DREB Duo Defines Distinct Drought and Cold Response Pathways[OPEN]

Nancy A Eckardt 1,
PMCID: PMC6588316  PMID: 31048332

Despite advances in agriculture over the millennia of human history, crop yields remain deeply dependent on climate and weather patterns. Abiotic stresses like drought, freezing, and flooding are dreaded for the devastation they can bring. Thus, understanding plant response to abiotic stress has long been a primary goal in plant biology research, and perhaps it is not surprising that some of the most highly cited articles in the history of the journal relate to transcriptional regulation during abiotic stress conditions. Two of the most highly cited articles in The Plant Cell (Yamaguchi-Shinozaki and Shinozaki, 1994 and Liu et al., 1998) come from the laboratories of Kazuko Yamaguchi-Shinozaki (now at the University of Tokyo; then working at Japan International Research Center for Agricultural Sciences, Tsukuba) and Kazuo Shinozaki (RIKEN Center for Sustainable Resource Science, Yokohama).
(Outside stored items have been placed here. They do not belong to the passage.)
PR #556, opened 2015-06-23
Don't create default constructor for subclasses

### LINKED ISSUE #214: Inherited constructor's arguments are not type-checked
```js
/* @flow */

class A {
  constructor(name: string) {
    this.name = name;
  }
};

class B extends A {
}

new B(1);
```

Expected:
```
class.js:12:7,7: number
  class.js:4:21,26: string
```

Actual:
```
No errors!
```

samwgoldman:
This behavior prevented classes from correctly inheriting the
constructor function from their superclass.

Fixes #214


samwgoldman:
Build failed, but current `master` is failing in the same way.

jeffmo:
Whoa, how did we miss this one? Awesome!

Technically a default constructor is made of the form `constructor(...args) { super(...args); }`...

The only ways I can imagine this approximation becoming observable is if someone does an equality test on `this.constructor` or if we start tracking the literal values for `constructor.{name,length}` at some point.

I can't think of anything right now, though, so at the very least would you mind adding a comment over this code explaining the approximation in case it surfaces at some point?

avikchaudhuri:
Wow, I never thought this was intended behavior. In Java e.g. you'd get a type error if you extended a class with non-trivial constructor with a class without a constructor. Anyway, very cool!

samwgoldman:
@jeffmo Interesting point about constructor inheritance being an approximation. Does Babel have [a related issue](http://bit.ly/1K8y5VP), then?

jeffmo:
Yes, I believe it does:

https://people.mozilla.org/~jorendorff/es6-draft.html#sec-runtime-semantics-classdefinitionevaluation

```
10. If constructor is empty, then,
  a. If ClassHeritage(opt) is present, then
    i. Let constructor be the result of parsing the String 
       "constructor(... args){ super (...args);}" using the syntactic grammar 
       with the goal symbol MethodDefinition.
  b. Else,
    i. Let constructor be the result of parsing the String "constructor( ){ }" using 
       the syntactic grammar with the goal symbol MethodDefinition.
```

sebmck:
@jeffmo Yup, [it does](http://babeljs.io/repl/#?experimental=true&evaluate=true&loose=false&spec=false&code=class%20Foo%20%7B%0A%20%20constructor()%20%7B%0A%20%20%20%20console.log(%22foobar%22)%3B%0A%20%20%7D%0A%7D%0A%0Aclass%20Bar%20extends%20Foo%20%7B%0A%20%20%0A%7D%0A%0Anew%20Bar%3B&playground=false)?

sebmck:
Oh wait, misunderstood about the equality stuff. Will investigate.

jeffmo:
@sebmck: It properly falls through to executing the right logic, but given your example code:

`Foo.constructor` should not `===` `Bar.constructor` (but it seems to do this per @samwgoldman 's example)

sebmck:
Wait, `Foo.constructor === B.constructor` is correct. Their constructors are `Function`. Output from the latest io.js:

```
> class Foo {}
[Function: Foo]
> class Bar extends Foo {}
[Function: Bar]
> Bar.constructor === Foo.constructor
true
> Bar.constructor
[Function: Function]
> Foo.constructor
[Function: Function]
```

jeffmo:
Aha! It's not that `Foo.constructor !== Bar.constructor`, but that `Foo.prototype.constructor !== Bar.prototype.constructor` (which Babel seems to handle properly)

samwgoldman:
Ah, that makes sense. Regardless, the only time flow cares about equality is in comparison with `null`, `undefined`, and `typeof` expressions, so the semantic distinction between "materialized" default constructors and inherited ones doesn't factor into what we are trying to analyze—at least, not yet.

Issue #209, opened 2015-01-06
Make the flow extensions configurable


lfrancke:
Currently the Flow server only checks files with `js` and `jsx` file endings: https://github.com/facebook/flow/blob/master/src/common/files_js.ml#L16-L19

It'd be great if these extensions were configurable. One potential use-case would be to check `ts` files.

lfrancke:
I brought this up on IRC and @gabelevi agreed that this might be a useful feature.

For my use case just being able to configure the extensions would be enough: I used Flow for the first time to day and have never used TypeScript but from reading around and looking at the two the syntax seems to be the same/very similar. I use IntelliJ IDEA as my idea and it supports TypeScript for `ts` files. If I write JavaScript with type annotations for flow it complains about just about everything. So what I'd like to do is to use `ts` files, let Flow check them and then process from there... 

I agree that this is not the most useful feature but as tooling support is lacking this would be one workaround to make it a bit easier.

avikchaudhuri:
OK, makes sense. But supporting a .ts extension does give the false impression that any .ts file is a syntactically valid Flow file, or worse, if it is syntactically valid it is also semantically valid. Also, I'm not sure whether IntelliJ will do TypeScript transforms automatically for .ts files, but they're not going to work with Flow files in general. Which is why I'm hesitating. Otherwise, making the supported extensions configurable is not a problem. @gabelevi: any further thoughts given these considerations?

lfrancke:
I totally agree: I wouldn't want flow to give false impressions. Making the extensions configurable doesn't need to mention `ts` at all though. It can be just another config option. People could have all kinds of reasons why they don't use `js` as the extension for their JavaScript files.

This is a very low priority wish and a dirty workaround and I won't be offended if you decide not to implement it. I can always try to compile my own flow version if needed.

despairblue:
I use the extension to tell 6to5 which files to transpile and which not to.
By using `require('6to5/register')({extensions: ['.es6']});` it will only transpile files with the es6 extension instead of all javascript files in my project.

That would be a use case for configurable extensions. At the moment flow just ignores my es6 files.

sporto:
I'm using .es6 as well and transpiling them with babel via webpack. +1 for a configuration for custom extensions.

Niggler:
[...]

PR #562, opened 2015-06-24
Add support for configurable choice of file extensions in .flowconfig

Eyyub:
This pull request provides support for configurable choice of file extensions in .flowconfig.
By default, as before, .js and .jsx are valid file extensions.

If user wants to allow some file extensions he has to add it in .flowconfig, for instance :
```
[flow-extensions]
.js
.jsx
.es5
.es6
.es7
```

Note : I'm not sure the regexp I used is good

hey @jeffmo


samwgoldman:
#209, #499

Eyyub:
After discussion with jeffmo, the file extensions config is now part of options section : 
```
[options]
module.file_ext=.js
module.file_ext=.jsx
module.file_ext=.es5
module.file_ext=.es6
module.file_ext=.es7
module.file_ext=.foobar
```
Thoughts ? (about the syntax and the regex)

aikeru:
I think I have a better idea for the es* file extension.
Instead of specifying a version of es (is: es6) just use simply .es
The purpose of a different extension than .js could simply be to allow the source and output files to coexist and to denote that "this is a transpired source file".
When are you realistically going to be using multiple es versions in one project or within flow itself? 

However I think the best idea overall is not to specify extension at all even in configuration.
Instead, use file glob syntax that catches the files you want.

aikeru:
Sorry for errors. Im on my mobile.

Eyyub:
Mmh there is already `[include]` which has this purpose.
`module.file_ext` is just here to specify which file extension is enabled or not.

src/common/flowConfig.ml
```diff
@@ -118,7 +120,7 @@ let empty_config root = {
   include_stems = [];
   include_map = PathMap.empty;
   libs = [];
-  options = (default_options root);
+  options = (default_options root);
```
jeffmo: extraneous whitespace?

src/common/flowConfig.ml
```diff
@@ -380,6 +382,8 @@ module OptionsParser = struct
     options
 end
 
+let file_extension = Str.regexp "^\\(\\.[^ \t\\.]+\\)$"
```
jeffmo: If I'm reading this correctly, this excludes something like ".es6.js" (two dots) -- is there a reason you restricted this?

src/common/flowConfig.ml
```diff
@@ -61,6 +62,7 @@ let default_module_system = Node
 let default_options root = {
   moduleSystem = default_module_system;
   module_name_mappers = [];
+  module_file_exts = [];
```
jeffmo: This should probably just be `[".js"; ".jsx"]`

src/common/flowConfig.ml
```diff
@@ -516,4 +541,4 @@ let get root =
 let get_unsafe () =
   match !cache with
   | Some config -> config
-  | none -> failwith "No config loaded"
+  | None -> failwith "No config loaded"
```
jeffmo: Nice catch!

src/common/files_js.ml
```diff
@@ -13,10 +13,9 @@
 open Utils
 open Modes_js
 
-let flow_extensions = [
-    ".js"  ;      (* Standard JavaScript files *)
-    ".jsx" ;      (* JavaScript files with JSX *)
-  ]
+let get_flow_extensions root =
```
jeffmo: It's a shame that we have to thread `root` through these just for purposes of some internal implementation logic.

It seems `files_js.ml` has an `init` method already, though, for initializing stuff like storing the `config`.Can we just pass the `options` object in through there and store it at the toplevel?

(similar to how things work over in [`module_js.ml`](https://github.com/facebook/flow/blob/master/src/typing/module_js.ml#L472) )

src/typing/constraint_js.ml
```diff
@@ -2167,6 +2167,40 @@ let reasons_of_trace ?(level=0) ?(tab=2) trace =
     else []
   in f level trace
 
+
```
jeffmo: Hmm, this seems like git/rebase noise?

src/typing/module_js.ml
```diff
@@ -263,37 +263,48 @@ module Node = struct
       match get_key "main" tokens with
       | None -> None
       | Some file ->
-          let path = Files_js.normalize_path dir file in
-          if path_is_file path
-          then Some path
-          else seq
-            (fun () ->
-              seqf
+	 let opts = match !flow_options with
```
jeffmo: Seems prime for pulling this out into a local `get_options` function or something (since you're repeating this below as well)

jeffmo:
This is great. Just a few comments and then I think we'll be good to go!

jeffmo:
Oh also: Can you add some tests for this as well?

src/typing/module_js.ml
Eyyub: Great, actually I wanted to do that, but I was not sure if the "guidelines" allowed this.

src/common/flowConfig.ml
Eyyub: `module_file_exts` is an empty list by default, it allows the user to choose if `.js` or `.jsx` will be checked or not, if not `module.file_ext` are specified in `[options]` then `module_file_exts = [".js"; ".jsx"]`.
But if you want to force the user to has its `.js` and `.jsx` to be checked, I can do it.
What are you thoughs ?

jeffmo:
@aikeru: Using file glob syntax is probably a good thing, too. For now this seems strictly minimal and still supportive of a more flexible glob syntax in the future; So I think this is a good first step in the right direction.

I suspect that this will cover most use cases, though (having an explicit list like this worked pretty well for Jest configs, also).

src/common/flowConfig.ml
Eyyub: No there is absolutely no reason, it was just to prototype :)

src/common/flowConfig.ml
```diff
@@ -443,6 +457,10 @@ let parse_options config lines =
     |> List.map (fun (ln, line) -> ln, String.trim line)
     |> List.filter (fun (ln, s) -> s <> "") in
   let options = OptionsParser.parse config options_parser lines in
+  if options.module_file_exts = [] then
+    let options = { options with module_file_exts = [".js"; ".jsx"] } in
```
jeffmo: It seems we're referring to this list below as well, so lets just define this default-extensions list in one place somewhere (maybe at the toplevel?).

src/common/flowConfig.ml
jeffmo: Ahh, this is a good point. We want users to start from an empty list if they specify *something*, but get the default if they specify *nothing*.

The more I think about this, the more it makes me believe we should move the "default" value into something like a `set_default` function in the `OptionsParser.option_entry` record so that it can be called when any option is *not* encountered.

Anyway, don't worry too much about doing this now -- it's more cleanup work than pertinent to this PR, so I don't think it's worth shaving that yak here and now.

src/common/files_js.ml
Eyyub: Agreed, so we do not need a `get_options` function in `modules_js.ml` if we store `options` at `Modules_js`, right ?

jeffmo: The only reason a `get_options` function is useful is just because it has the boilerplate for unpacking the optional ref (and giving a consistent assert error if somehow some call path attempts to access options before `init` was called).

src/common/flowConfig.ml
Eyyub: Good idea !!

src/typing/constraint_js.ml
jeffmo: Are you sure this PR is properly rebased on top of master? These changes shouldn't be showing up here since they happened in another commit...

Eyyub: Nop, indeed it's not, I messed up, I have to take time to fix it because I fear to break something :/

Eyyub:
Oh god :/

jeffmo:
Hehe, git is tricky...

Ok, what I would do here is this:
First, make a backup copy of of your repo directory just in case :p

Then, in the branch that you have these changes in, do:

```
$ git pull --rebase upstream master
$ git push --force origin config-flow-extensions
```

Hopefully this will clear out all of the noise here...

gabelevi:
To be clear, this PR is waiting on recovering from the git drama, right?

Eyyub:
You're right ! I just finished my school year so I will work on it soon.
If you have some ideas about how to fix it I will take it :)

Eyyub:
Yay, the first time ! I feared to have broken something but it seems all is good.

gasi:
:+1: for making file extensions configurable, e.g. `.es` :smile:

samwgoldman:
Is this PR blocked by anything? Seems like a good feature to me.

jeffmo:
Not anymore -- looks like I missed the comment about the commits/rebase stuff being fixed...so I'll take a look/import it tomorrow or Monday when I get back to a comp!

davedx:
Would love to see this merged. It's a blocker for our project which has hundreds of ".es" files :)

Eyyub:
@davedx now it's merged, you can use Flow :)

davedx:
Thank you! :) :+1:

jeffmo:
woo!

Also: Huge thanks to @Eyyub for doing this!

Eyyub:
With pleasure, and thanks for your advices !

mroch:
Closes #209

First, Yamaguchi-Shinozaki and Shinozaki (1994) described the cis-acting element DEHYDRATION RESPONSE ELEMENT (DRE), found in the promoter of RD29A and shown to be involved in the rapid response in the expression of this gene to dehydration or high-salt conditions. Liu et al. (1998) then extended this work by identifying two small families of transcription factors (TFs) in Arabidopsis (Arabidopsis thaliana)—DREB1, which has three homologs, and DREB2, which has two homologs—that act in the regulation of two separate signal transduction pathways in response to low-temperature and dehydration conditions, respectively. One of the DREB1 proteins, DREB1B, and the DRE turned out to be the same as the CBF1 protein and a cold-regulated element (CRT), respectively, identified in independent studies performed by Michael Thomashow and colleagues at Michigan State University (Baker et al., 1994; Stockinger et al., 1997).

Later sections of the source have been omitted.